Prompt - Read through the entries below and return each line with the word "forEach".
Data records Start Marker
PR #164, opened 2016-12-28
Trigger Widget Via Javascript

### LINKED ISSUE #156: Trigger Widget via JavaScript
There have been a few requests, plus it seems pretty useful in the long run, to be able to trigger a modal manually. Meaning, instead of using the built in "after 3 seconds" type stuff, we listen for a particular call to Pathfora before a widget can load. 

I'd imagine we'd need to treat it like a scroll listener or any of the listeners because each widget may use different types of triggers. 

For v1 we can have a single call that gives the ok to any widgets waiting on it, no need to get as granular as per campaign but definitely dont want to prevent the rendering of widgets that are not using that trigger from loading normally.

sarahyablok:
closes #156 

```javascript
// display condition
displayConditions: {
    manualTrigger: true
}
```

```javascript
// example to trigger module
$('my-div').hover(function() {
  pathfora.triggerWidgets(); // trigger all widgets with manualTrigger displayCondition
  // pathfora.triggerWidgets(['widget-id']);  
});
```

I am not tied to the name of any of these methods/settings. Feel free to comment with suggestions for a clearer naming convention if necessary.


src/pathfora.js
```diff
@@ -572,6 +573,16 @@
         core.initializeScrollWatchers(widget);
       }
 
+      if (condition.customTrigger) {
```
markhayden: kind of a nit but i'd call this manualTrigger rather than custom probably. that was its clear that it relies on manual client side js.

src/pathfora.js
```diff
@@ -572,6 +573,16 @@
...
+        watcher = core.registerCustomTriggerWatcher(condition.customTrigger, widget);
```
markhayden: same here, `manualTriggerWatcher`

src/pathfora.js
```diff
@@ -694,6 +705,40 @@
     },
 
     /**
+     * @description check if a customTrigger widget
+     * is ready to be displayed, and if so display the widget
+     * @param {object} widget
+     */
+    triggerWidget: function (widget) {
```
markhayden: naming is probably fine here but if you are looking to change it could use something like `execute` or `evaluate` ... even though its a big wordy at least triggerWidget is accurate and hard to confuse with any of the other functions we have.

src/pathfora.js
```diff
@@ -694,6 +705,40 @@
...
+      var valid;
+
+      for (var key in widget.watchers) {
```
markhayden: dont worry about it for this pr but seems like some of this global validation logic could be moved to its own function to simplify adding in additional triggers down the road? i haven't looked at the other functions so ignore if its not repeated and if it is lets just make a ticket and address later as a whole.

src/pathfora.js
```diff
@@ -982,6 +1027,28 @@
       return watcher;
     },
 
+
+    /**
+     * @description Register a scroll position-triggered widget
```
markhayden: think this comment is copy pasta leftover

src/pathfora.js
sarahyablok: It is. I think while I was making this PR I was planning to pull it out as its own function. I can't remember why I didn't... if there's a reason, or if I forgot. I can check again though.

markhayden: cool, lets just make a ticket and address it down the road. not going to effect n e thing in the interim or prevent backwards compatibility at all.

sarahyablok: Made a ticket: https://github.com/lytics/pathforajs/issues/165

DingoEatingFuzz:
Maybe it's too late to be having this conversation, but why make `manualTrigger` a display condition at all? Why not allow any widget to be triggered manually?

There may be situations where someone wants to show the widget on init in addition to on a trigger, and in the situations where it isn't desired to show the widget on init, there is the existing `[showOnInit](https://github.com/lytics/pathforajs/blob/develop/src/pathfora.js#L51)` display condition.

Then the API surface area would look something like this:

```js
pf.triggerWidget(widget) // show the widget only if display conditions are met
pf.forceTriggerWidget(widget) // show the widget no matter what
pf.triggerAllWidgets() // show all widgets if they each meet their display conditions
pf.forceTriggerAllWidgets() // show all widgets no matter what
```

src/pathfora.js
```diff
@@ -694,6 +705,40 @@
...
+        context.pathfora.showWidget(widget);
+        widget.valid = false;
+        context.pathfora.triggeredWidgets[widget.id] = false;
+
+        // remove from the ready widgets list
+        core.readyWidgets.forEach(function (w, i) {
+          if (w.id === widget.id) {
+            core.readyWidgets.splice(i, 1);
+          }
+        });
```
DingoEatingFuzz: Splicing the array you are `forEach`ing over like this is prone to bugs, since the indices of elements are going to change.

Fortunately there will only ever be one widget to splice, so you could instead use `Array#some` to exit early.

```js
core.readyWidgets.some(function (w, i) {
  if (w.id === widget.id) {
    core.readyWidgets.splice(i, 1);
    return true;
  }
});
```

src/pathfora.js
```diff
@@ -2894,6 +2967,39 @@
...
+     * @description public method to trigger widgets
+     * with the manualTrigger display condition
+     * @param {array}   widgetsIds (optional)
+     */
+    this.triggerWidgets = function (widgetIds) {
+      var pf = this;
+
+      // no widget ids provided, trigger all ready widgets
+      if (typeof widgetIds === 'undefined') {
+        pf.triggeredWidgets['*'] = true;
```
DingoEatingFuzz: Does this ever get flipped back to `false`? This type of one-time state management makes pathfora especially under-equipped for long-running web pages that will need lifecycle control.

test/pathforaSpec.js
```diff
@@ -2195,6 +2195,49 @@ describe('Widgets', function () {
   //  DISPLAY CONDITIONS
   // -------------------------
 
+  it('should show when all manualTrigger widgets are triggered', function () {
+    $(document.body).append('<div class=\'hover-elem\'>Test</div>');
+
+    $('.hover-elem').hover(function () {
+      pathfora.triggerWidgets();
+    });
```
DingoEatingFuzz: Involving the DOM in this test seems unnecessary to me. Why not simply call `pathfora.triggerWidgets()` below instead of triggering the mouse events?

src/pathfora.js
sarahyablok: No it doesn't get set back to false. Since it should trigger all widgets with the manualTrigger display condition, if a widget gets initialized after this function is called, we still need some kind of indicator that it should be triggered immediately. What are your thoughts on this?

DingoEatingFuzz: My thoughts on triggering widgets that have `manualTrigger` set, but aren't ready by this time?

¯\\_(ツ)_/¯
Data records End Marker
Exercise output -
+        core.readyWidgets.forEach(function (w, i) {
DingoEatingFuzz: Splicing the array you are `forEach`ing over like this is prone to bugs, since the indices of elements are going to change.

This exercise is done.